Richard Muller, converted climate change sceptic, still a maverick
Richard Muller, whose controversial views have brought him fame, speaks in the city tomorrow

Tomorrow, the University of Hong Kong will host a lecture by one of the most colourful characters in climate science, Richard Muller. The US physicist is perhaps most famous for his "conversion", announced in July, from being a sceptic to a proponent of the reality of climate change.
The Berkeley (University of California) professor heads the Berkeley Earth Surface Temperature (Best) project, which has found that the long gradual temperature change over 250 years is an excellent match to our record of greenhouse gases, and concluded that virtually all of the warming of that period was caused by humans.
Though he obtained his PhD in elementary particle physics, Muller's research interests span astrophysics, including the cosmic microwave background and supernovae, along with aspects of geophysics. He has espoused a theory that our sun is partnered by an undiscovered small star he calls Nemesis, "the death star". Muller has written a historical novel, The Sins of Jesus ("he slowly slips deeper and deeper into sin") and a short essay titled "Why Dumbledore is Gay" - on the headmaster of fictional wizarding school Hogwarts. Muller even opened a restaurant; you won't be surprised that the cuisine was "eclectic".

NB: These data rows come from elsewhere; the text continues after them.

PR #1848, opened 2023-10-02
moving to strict mode

FabianGosebrink:


projects/angular-auth-oidc-client/src/lib/auth-state/auth-state.service.ts
```diff
@@ -78,37 +78,55 @@ export class AuthStateService {
...
+      return '';
     }
 
     const token = this.storagePersistenceService.getAccessToken(configuration);
 
     return this.decodeURIComponentSafely(token);
   }
 
-  getIdToken(configuration: OpenIdConfiguration): string {
+  getIdToken(configuration: OpenIdConfiguration | null): string {
```
vasylchyzh, line 95: getTokenId

projects/angular-auth-oidc-client/src/lib/auth-state/check-auth.service.spec.ts
```diff
@@ -412,9 +439,10 @@ describe('CheckAuthService', () => {
         { configId: 'configId1', authority: 'some-authority' },
       ];
 
-      spyOn(callBackService, 'handleCallbackAndFireEvents').and.returnValue(
-        of(null)
+      spyOn(currentUrlService, 'getCurrentUrl').and.returnValue(
+        'http://localhost:4200'
```
vasylchyzh, line 443: mb it's time to extract it to a separate variable.

projects/angular-auth-oidc-client/src/lib/callback/periodically-token-check.service.spec.ts
```diff
@@ -321,15 +321,15 @@ describe('PeriodicallyTokenCheckService', () => {
 
       tick(1000);
```
vasylchyzh, line 322: DELAY_1000

projects/angular-auth-oidc-client/src/lib/config/default-config.ts
```diff
@@ -4,7 +4,7 @@ import { OpenIdConfiguration } from './openid-configuration';
 export const DEFAULT_CONFIG: OpenIdConfiguration = {
   authority: 'https://please_set',
   authWellknownEndpointUrl: '',
-  authWellknownEndpoints: null,
+  authWellknownEndpoints: undefined,
```
vasylchyzh, line 7: could be omitted

projects/angular-auth-oidc-client/src/lib/config/validation/config-validation.service.ts
```diff
@@ -23,6 +23,10 @@ export class ConfigValidationService {
     passedConfigs: OpenIdConfiguration[],
     allRulesToUse: any[]
   ): boolean {
+    if (passedConfigs.length === 0) {
```
vasylchyzh, line 26: !passedConfigs.length

projects/angular-auth-oidc-client/src/lib/flows/callback-handling/user-callback-handler.service.ts
```diff
@@ -110,9 +114,13 @@ export class UserCallbackHandlerService {
   }
 
   private publishUnauthenticatedState(
-    stateValidationResult: StateValidationResult,
+    stateValidationResult: StateValidationResult | null,
     isRenewProcess: boolean
   ): void {
+    if (!stateValidationResult) {
```
vasylchyzh, line 120: if (!stateValidationResult) return;

projects/angular-auth-oidc-client/src/lib/flows/flows-data.service.ts
```diff
@@ -121,7 +129,11 @@ export class FlowsDataService {
       return false;
     }
 
-    const timeOutInMilliseconds = silentRenewTimeoutInSeconds * 1000;
+    if (storageObject.state === 'not-running') {
```
vasylchyzh, line 132: enum

projects/angular-auth-oidc-client/src/lib/iframe/check-session.service.ts
```diff
@@ -49,17 +48,21 @@ export class CheckSessionService implements OnDestroy {
 
   ngOnDestroy(): void {
     this.stop();
-    this.document.defaultView.removeEventListener(
-      'message',
-      this.iframeMessageEventListener,
-      false
-    );
+    const windowAsDefaultView = this.document.defaultView;
```
vasylchyzh, line 51: better to consider that we have a deal with CSR.
Otherwise, we always have to validate and check whether .Window is defined or not. 
I suggest you provide a dedicated token or forbid access here and validate in the initial state of the lib.

FabianGosebrink:
Ready to review, test and possibly merge @damienbod @timdeschryver  :)

timdeschryver:
> Ready to review, test and possibly merge @damienbod @timdeschryver :)

I got some time later this week, I'll try to review this PR.

FabianGosebrink:
I don't think it is possible to review all files. @damienbod will test, I also did run a few test, worked fine so far.

timdeschryver:
Yea, I'll review some of the files within the library source, and also do a few tests.
I should also be able to build it locally and use it in our application to see if there are surprises there.

FabianGosebrink:
That is even more than I can ask for. That will be perfect. Thank you!

timdeschryver (approved):
Looks great @FabianGosebrink ! 🏆
It also compiles and works on the project I'm working on.
I do got two questions/comments though:

- I notice that `any` is used here and there, I can pick this up after this PR is merged
- I also noticed that some operations where the config is used uses the following pattern `tokenRefreshInSeconds ?? 0` (I assume this is for if the config option is `null` or `undefined`). Is this correct, because the docs/JSDocs mention a default value. For both cases can something be said, I take the assumption that for these cases we expect the user to configure the option with the `null` value?

projects/angular-auth-oidc-client/src/lib/api/data.service.ts
```diff
@@ -25,15 +25,15 @@ export class DataService {
...
+    url: string | null,
     body: any,
     config: OpenIdConfiguration,
     headersParams?: HttpHeaders
   ): Observable<T> {
     const headers = headersParams || this.prepareHeaders();
     const params = this.prepareParams(config);
 
-    return this.httpClient.post<T>(url, body, { headers, params });
+    return this.httpClient.post<T>(url ?? '', body, { headers, params });
```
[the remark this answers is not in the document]
FabianGosebrink: Yes, I do agree. We should do this in the future.

FabianGosebrink:
> I notice that any is used here and there, I can pick this up after this PR is merged

That would be nice, yes. Happy to help.

> I also noticed that some operations where the config is used uses the following pattern tokenRefreshInSeconds ?? 0 (I assume this is for if the config option is null or undefined). Is this correct, because the docs/JSDocs mention a default value. For both cases can something be said, I take the assumption that for these cases we expect the user to configure the option with the null value?

Ah, we should use the default value of 0. However, what if the user specifies/overwrites it with undefined or null? Well, we could let it crash then, because the value is not supported. Thoughts?

projects/angular-auth-oidc-client/src/lib/callback/interval.service.ts
```diff
@@ -22,7 +22,7 @@ export class IntervalService {
     const millisecondsDelayBetweenTokenCheck = repeatAfterSeconds * 1000;
 
     return new Observable((subscriber) => {
-      let intervalId;
+      let intervalId: NodeJS.Timeout;
```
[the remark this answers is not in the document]
FabianGosebrink: For some reason this does not return a number or id 🤔🤔🤔🤔🤔

timdeschryver:
> Ah, we should use the default value of 0. However, what if the user specifies/overwrites it with undefined or null? Well, we could let it crash then, because the value is not supported. Thoughts?

I believe this can be added in the future with a new major release.

projects/angular-auth-oidc-client/src/lib/callback/interval.service.ts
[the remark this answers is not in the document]
FabianGosebrink: Just fixed it and fixed the tests. Thanks!

FabianGosebrink:
I think we can merge then, can we?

Muller has a particular appeal as a climate scientist, as he formerly expressed doubts about methods and results, and is now a self-confessed "converted sceptic". In 2004, he wrote of a discovery that hit him like a bombshell: two sceptics had produced an analysis purportedly showing the "hockey stick" - a graph with temperatures long steady then suddenly rising in recent years - was an artefact of poor mathematics. "How could it happen?" asked Muller.
In 2010, Muller and his daughter Elizabeth established the Berkeley Earth project in order to take an independent look at temperature data. Sponsors included the Charles Koch Foundation, established by one of the two billionaire Koch brothers known for sponsoring denial of climate science and supporting Republican politicians. Anthony Watts, an ex-television-weatherman and energetic blogger on global warming denial, predicted "the BEST result will be closer to the ground truth that anything we've seen".
Last year, Muller testified before the United States Congress on the project's initial findings. "We confirm that over the last 50 years, temperature has risen 0.9 degrees Celsius, or 1.6 degrees Fahrenheit," he announced. "This is the same number that the IPCC [UN Intergovernmental Panel on Climate Change] says."
Though the results are yet to be published in a scientific journal, they have attracted considerable media interest, and this summer Muller wrote in The New York Times that he was going a step further and concluding humans are almost entirely the cause of the warming.